La madera de aquella banca de otoño
Podía ver todo lo que ella soñaba, sacándole el polvo a sus sueños inquietos y desesperados. Había tenido cierta experiencia en hacerle perder la mirada cuando le recitaba los versos que ella solicitaba, sin siquiera saber cómo diablos conseguía dividir su realidad de la mía cuando ella soñaba despierta.
Le obsequiaba margaritas a esos ojos, acompañado de toda la ficción que guardaba en mis sueños, para que su mirada no estuviese sola cuando mi compañía no estuviese ahí con ella. La imaginaba contenta cuando estábamos distantes, un hábito que había perfeccionado en otros sueños. Solo con pensar en esa conocida mirada casual que ella tenía, lograba imaginar y adivinar; creando paisajes tranquilizadores para ese entonces.
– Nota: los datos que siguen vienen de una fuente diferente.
PR #4261, opened 2018-04-05
Optimize ReifyQuotes#mayChange

smarter:


compiler/src/dotty/tools/dotc/transform/ReifyQuotes.scala
```diff
@@ -620,7 +620,8 @@ class ReifyQuotes extends MacroTransformWithImplicits with InfoTransformer {
     transform(tp)
   }
 
-  override protected def mayChange(sym: Symbol)(implicit ctx: Context): Boolean = sym.is(Macro)
+  override protected def mayChange(sym: Symbol)(implicit ctx: Context): Boolean =
+    ctx.compilationUnit.containsQuotesOrSplices && sym.isTerm && sym.is(Macro)
```
nicolasstucki: `ctx.compilationUnit.containsQuotesOrSplices` will always be true. We only run this phase if it is true
https://github.com/lampepfl/dotty/pull/4261/files#diff-7b199cbe62cc044a10a26459c0f0fa46R94

nicolasstucki: I was wrong, we do need this check.

nicolasstucki: We could also avoid accessing the symbol 
```scala
  override def transform(ref: SingleDenotation)(implicit ctx: Context): SingleDenotation =
    if (ctx.compilationUnit.containsQuotesOrSplices) super.transform(ref) else ref

  override protected def mayChange(sym: Symbol)(implicit ctx: Context): Boolean = sym.isTerm && sym.is(Macro)
```

smarter: Calling `Denotation#symbol` is just a field access, so I don't think that's worth it.

nicolasstucki: Ok

PR #4266, opened 2018-04-06
Test compilation of decompiled code

nicolasstucki:


nicolasstucki:
Currently it only tests compilation of decompiled code for which a `XYZ.decompiled` file exists.

nicolasstucki:
This PR also contains a partial fix for module object decompilation.

compiler/src/dotty/tools/dotc/printing/RefinedPrinter.scala
```diff
@@ -631,7 +631,8 @@ class RefinedPrinter(_ctx: Context) extends PlainPrinter(_ctx) {
     val tparamsTxt = withEnclosingDef(constr) { tparamsText(tparams) }
     val primaryConstrs = if (constr.rhs.isEmpty) Nil else constr :: Nil
     val prefix: Text =
-      if (vparamss.isEmpty || primaryConstrs.nonEmpty) tparamsTxt
+      if (constr.symbol.owner.is(Module)) " "
```
allanrenucci: Shouldn't this be the empty string?

compiler/src/dotty/tools/dotc/decompiler/Main.scala
```diff
@@ -14,13 +14,14 @@ object Main extends dotc.Driver {
...
-      Files.deleteIfExists(Paths.get(outputDir + ".decompiled"))
+      Files.deleteIfExists(Paths.get(outputDir + "/decompiled.scala"))
     new TASTYDecompiler
   }
 
   override def setup(args0: Array[String], rootCtx: Context): (List[String], Context) = {
     var args = args0.filter(a => a != "-decompile")
-    args = if (args.contains("-from-tasty")) args else "-from-tasty" +: args
+    if (!args.contains("-from-tasty")) args = "-from-tasty" +: args
+    if (args.contains("-d")) args = "-color:never" +: args
```
allanrenucci: why?

compiler/src/dotty/tools/dotc/printing/DecompilerPrinter.scala
```diff
@@ -55,7 +55,11 @@ class DecompilerPrinter(_ctx: Context) extends RefinedPrinter(_ctx) {
   }
 
   override protected def toTextTemplate(impl: Template, ofNew: Boolean = false): Text = {
-    val impl1 = impl.copy(parents = impl.parents.filterNot(_.symbol.maybeOwner == defn.ObjectClass))
+    def filter(sym: Symbol): Boolean = {
```
allanrenucci: Can you give a better name (e.g. `isSyntheticParent`)

compiler/src/dotty/tools/dotc/printing/RefinedPrinter.scala
```diff
@@ -642,7 +643,7 @@ class RefinedPrinter(_ctx: Context) extends PlainPrinter(_ctx) {
     val selfText = {
       val selfName = if (self.name == nme.WILDCARD) keywordStr("this") else self.name.toString
       (selfName ~ optText(self.tpt)(": " ~ _) ~ " =>").close
-    } provided !self.isEmpty
+    } provided (!self.isEmpty && !constr.symbol.owner.is(Module))
```
allanrenucci: Not sure this should go into `RefinedPrinter`. You could reproduce this behavior in `DecompilerPrinter` by replacing the self type with an `EmptyTree`

compiler/test/dotty/tools/vulpix/ParallelTesting.scala
```diff
@@ -1259,8 +1260,8 @@ trait ParallelTesting extends RunnerOrchestration { self =>
    *  Tests in the first part of the tuple must be executed before the second.
    *  Both testsRequires explicit delete().
    */
-  def compileTastyInDir(f: String, flags0: TestFlags, blacklist: Set[String] = Set.empty)(
-      implicit testGroup: TestGroup): (CompilationTest, CompilationTest, CompilationTest) = {
+  def compileTastyInDir(f: String, flags0: TestFlags, blacklist: Set[String], recompileBlacklist: Set[String])(
+      implicit testGroup: TestGroup): (CompilationTest, CompilationTest, CompilationTest, CompilationTest) = {
```
allanrenucci: You should probably create the class `TastyCompilationTest` and replace the returned `Tuple4`

compiler/src/dotty/tools/dotc/printing/RefinedPrinter.scala
nicolasstucki: To print `object Foo { .. }` instead of `object Foo{ ... }`.

compiler/src/dotty/tools/dotc/decompiler/Main.scala
nicolasstucki: If we print colors in the output file it is impossible to read (and probably compile) the file.

compiler/src/dotty/tools/dotc/printing/RefinedPrinter.scala
allanrenucci: But in `puzzle.decompiled` I see two spaces after `object Test`

compiler/src/dotty/tools/dotc/decompiler/Main.scala
allanrenucci: Shouldn't we do this even if `args` does not contain `-d`?

compiler/src/dotty/tools/dotc/printing/RefinedPrinter.scala
nicolasstucki: Will move it to `DecompilerPrinter`

compiler/src/dotty/tools/dotc/decompiler/Main.scala
nicolasstucki: If args does not contain `-d` the output is printed on the terminal. There it is fine and nicer to have colors. Also copy-pasting from the terminal usually removes the colors.

compiler/src/dotty/tools/dotc/printing/RefinedPrinter.scala
nicolasstucki: Finally fixed this one detail

nicolasstucki:
Changes by @allanrenucci LGTM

—Además, me empecinaba en recrear todo aquello que su rostro ocultaba; profundamente después de tropezar con uno o dos triples saltos mortales de mi excéntrica locura…
Ella se aparecía en mis horas muertas como en una banca de otoño y podría jurar que mecía sus delicados pies en el aire mínimo, en un vaivén torpemente infantil: apoyando tenazmente su jodida cabellera castaña al viento, sobre la madera de aquella banca que ocultaba pintarrajeado el tallado de mis ojos que en esos sueños la acariciaban; que la observaban, y también a pájaros y gentes, y un gato parlanchín que se le acercaba.
Ya para entonces, el otoño llegaba, secándome la cara y sorprendiéndome también en aquella banca, enamorado malditamente de su mirada; convirtiéndome en estatua de extraño mármol.
Quería quedarme con esa mirada casual que ella tenía. Oh, cuánto quería —y que las margaritas fuesen nuestra compañía— y callaba al mismo viento de otoño cuando me perdía en esos pensamientos, matando el tiempo en sueños despiertos; convirtiéndome en un crudo crepúsculo rebosante y a la vez un tanto ingenuo por creer recrearla en esta banca.